If adventure has a name, it must be Indiana Jones; meanwhile – on the other hand – if adventure’s cousin were to have a middle name, it would probably end up being Mikey Hooks (out now, $1.99). BeaverTap Games – the same people who formerly brought you Mikey Shorts (our review) is back once more, this time with an extremely well programmed platforming experience that swings. In this case I do mean swinging in a most literal sense, with Mikey now having the ability to latch onto special blocks in a manner that recalls the mighty Grapple Beam from the Metroid franchise.

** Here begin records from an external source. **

PR #7009, opened 2023-12-14
gr_modtool: fix non-C++ block detection and manipulation

### LINKED ISSUE #7008: gr_modtool: rename only works on C++ blocks
### What happened?

`gr_modtool rename` can't rename blocks, if they don't have a C++ implementation. 

I suspect that [this line](https://github.com/gnuradio/gnuradio/blob/6404f371abb97f282aa1aa270837ffa9f0ddce84/gr-utils/modtool/core/base.py#L37) in `get_block_candidates` should only be applied to `cpp_blocks`.

Other commands are not affected as much, because they can use regular expressions, so they work with Python blocks (e.g. [tx_hier](https://github.com/AsriFox/gr-dvbs2acm/blob/main/python/dvbs2acm/tx_hier.py)), GRC-only blocks (e.g. [modcod_probe](https://github.com/AsriFox/gr-dvbs2acm/blob/main/grc/dvbs2acm_modcod_probe.block.yml)) and header-only "blocks" (e.g. [dvbs2_config](https://github.com/AsriFox/gr-dvbs2acm/blob/main/include/gnuradio/dvbs2acm/dvbs2_config.h)). 

### System Information

OS: Ubuntu 23.10

### GNU Radio Version

3.11-git (main)

### Specific Version

gfac5e1a33

1. Create a Python block;
2. Run `gr_modtool rename` to rename the new block.

### Relevant log output

```shell
~/Documents/gr-dvbs2acm$ gr_modtool rename tx_hier
GNU Radio module name identified: dvbs2acm
ModToolException: Blockname for renaming does not exists!

~/Documents/gr-dvbs2acm$ gr_modtool rename
GNU Radio module name identified: dvbs2acm
Enter name of block/code to rename (without module name prefix): tx_hier
ModToolException: Blockname for renaming does not exists!
```

AsriFox:
## Description
[`get_block_candidates`](https://github.com/gnuradio/gnuradio/blob/6404f371abb97f282aa1aa270837ffa9f0ddce84/gr-utils/modtool/core/base.py#L25-L39) function is used in `gr_modtool` to detect blocks in the OOT module. However, the current implementation only detects C++ blocks, because the pattern for Python files does not check the directory recursively.

Also, the `rename` subcommand does not check for non-C++ blocks and throws an exception if there are no C++ implementation files for the selected block.

This PR presents the following fixes:
- [x] 1. Change the glob for Python block detection (`python/*.py` -> `python/*/*.py`).
- [x] 2. Add the ability to detect GRC-only (`grc/*.block.yml`) and header-only (`include/gnuradio/*/*.h`) "blocks".
- [x] 3. Add checks for the absence of C++ files in `rename` subcommand.

## Related Issue
Fixes #7008

gr_modtool

## Checklist

### DIFF
--- a/gr-utils/modtool/cli/bind.py
+++ b/gr-utils/modtool/cli/bind.py
@@ -52,7 +52,7 @@ def cli(**kwargs):
 def get_pattern(self):
     """ Get the regex pattern for block(s) to be parsed """
     if self.info['pattern'] is None:
-        block_candidates = get_block_candidates()
+        block_candidates = get_block_candidates(self.info['modname'], skip_grc=True, skip_python=True)
         with SequenceCompleter(block_candidates):
             self.info['pattern'] = cli_input(
                 'Which blocks do you want to parse? (Regex): ')
--- a/gr-utils/modtool/cli/disable.py
+++ b/gr-utils/modtool/cli/disable.py
@@ -32,7 +32,7 @@ def cli(**kwargs):
 def get_pattern(self):
     """ Get the regex pattern for block(s) to be disabled """
     if self.info['pattern'] is None:
-        block_candidates = get_block_candidates()
+        block_candidates = get_block_candidates(self.info['modname'])
         with SequenceCompleter(block_candidates):
             self.info['pattern'] = cli_input(
                 'Which blocks do you want to disable? (Regex): ')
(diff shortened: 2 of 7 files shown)


marcusmueller (approved):
Haven't tested, but looks good to me so far.

AsriFox:
The issue with `rename` was not checking if the header exists [here](https://github.com/gnuradio/gnuradio/blob/6404f371abb97f282aa1aa270837ffa9f0ddce84/gr-utils/modtool/core/rename.py#L134). The C++ impl/noblock rename function [here](https://github.com/gnuradio/gnuradio/blob/6404f371abb97f282aa1aa270837ffa9f0ddce84/gr-utils/modtool/core/rename.py#L70-L83) uses functions with checks, so it's fine for now.

marcusmueller (approved):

While I would like to commend BeaverTap Games for apparently including iCade support in Mikey Hooks, as it is a peripheral that’s far too often neglected by developers, this is the rare game where it’s utterly unneeded. Under normal circumstances iOS platforming titles are known for either having straight up bad controls, or inputs that are considering barely competent enough to get the job done (while still leaving you wishing you had actual buttons). However, I am absolutely bursting with joy to report that the controls in Mikey Hooks are – even in light of the highly demanding stages the game tosses out later on – impeccably up to the task at hand.
On the bottom left hand side of the screen are the left and right direction buttons, whose purposes need no explaining, and on the bottom right hand side are the jump and slide buttons. With the slide button Mikey can both slip through low spaced tunnels, a la Megaman, as well as destroy any dangerous blue robots determined to putter about in annoying places. A single press of the jump button will see Mikey leap through the air, much as the name suggests, but it’s when the button is pressed twice that the title’s namesake mechanic comes into play.
Mikey’s grapple will attach itself to a hookable block whenever the jump button is repressed midair, at least so long as there is something nearby that you can actually swing from. For your convenience these swinging blocks will light up to both let you know if you’re close enough to grab them, as well as letting you know which block – at any given moment – will specifically be latched onto. Letting go of the jump button will cause Mikey to unhook the block and continue forward logically with whatever momentum arc he was swinging forward with at the time of release.
It’s a real good thing – as I previously mentioned – that these controls are all impeccably top notch, for Mikey Hooks doesn’t ever don the kids gloves when it comes to level design. BeaverTap Games’ latest offering will regularly ask you to do things such as immediately leaping the second you reach the end of a sliding tunnel – then directing your descent so that you safely go down a narrow spike lined chute – after which throwing your grapple out at the last second to stop yourself from falling completely into a bottomless abyss, all while enemies buzz about. Add on top of this the fact that you’re graded exclusively on the basis of how quickly you can lead Mikey through each level, and you’re left with a game that would have been utterly unplayable with controls even an iota less precise.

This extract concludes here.